Segment Start: Dataset extract

PR #97, opened 2016-08-04
New Image View Widget

Thorius94:
Removed the old image view widget and replaced it with a class with
a new design. This new class uses OpenGL textures directly and allows
the user to scale and move the image.

Updated all occurences appropriately (both in C++ and in Python).
Updated example 1 to use the new widget.

Also, fixed 2 typos in README and added VS code folder to .gitignore


wjakob:
This looks great, thank you!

Segment End: Dataset extract

What this task involves:
Output the line holding "a new design.", then every later line through the end of the records above, exactly as given and nothing else.

Answer to the exercise:
a new design. This new class uses OpenGL textures directly and allows
the user to scale and move the image.

Updated all occurences appropriately (both in C++ and in Python).
Updated example 1 to use the new widget.

Also, fixed 2 typos in README and added VS code folder to .gitignore


wjakob:
This looks great, thank you!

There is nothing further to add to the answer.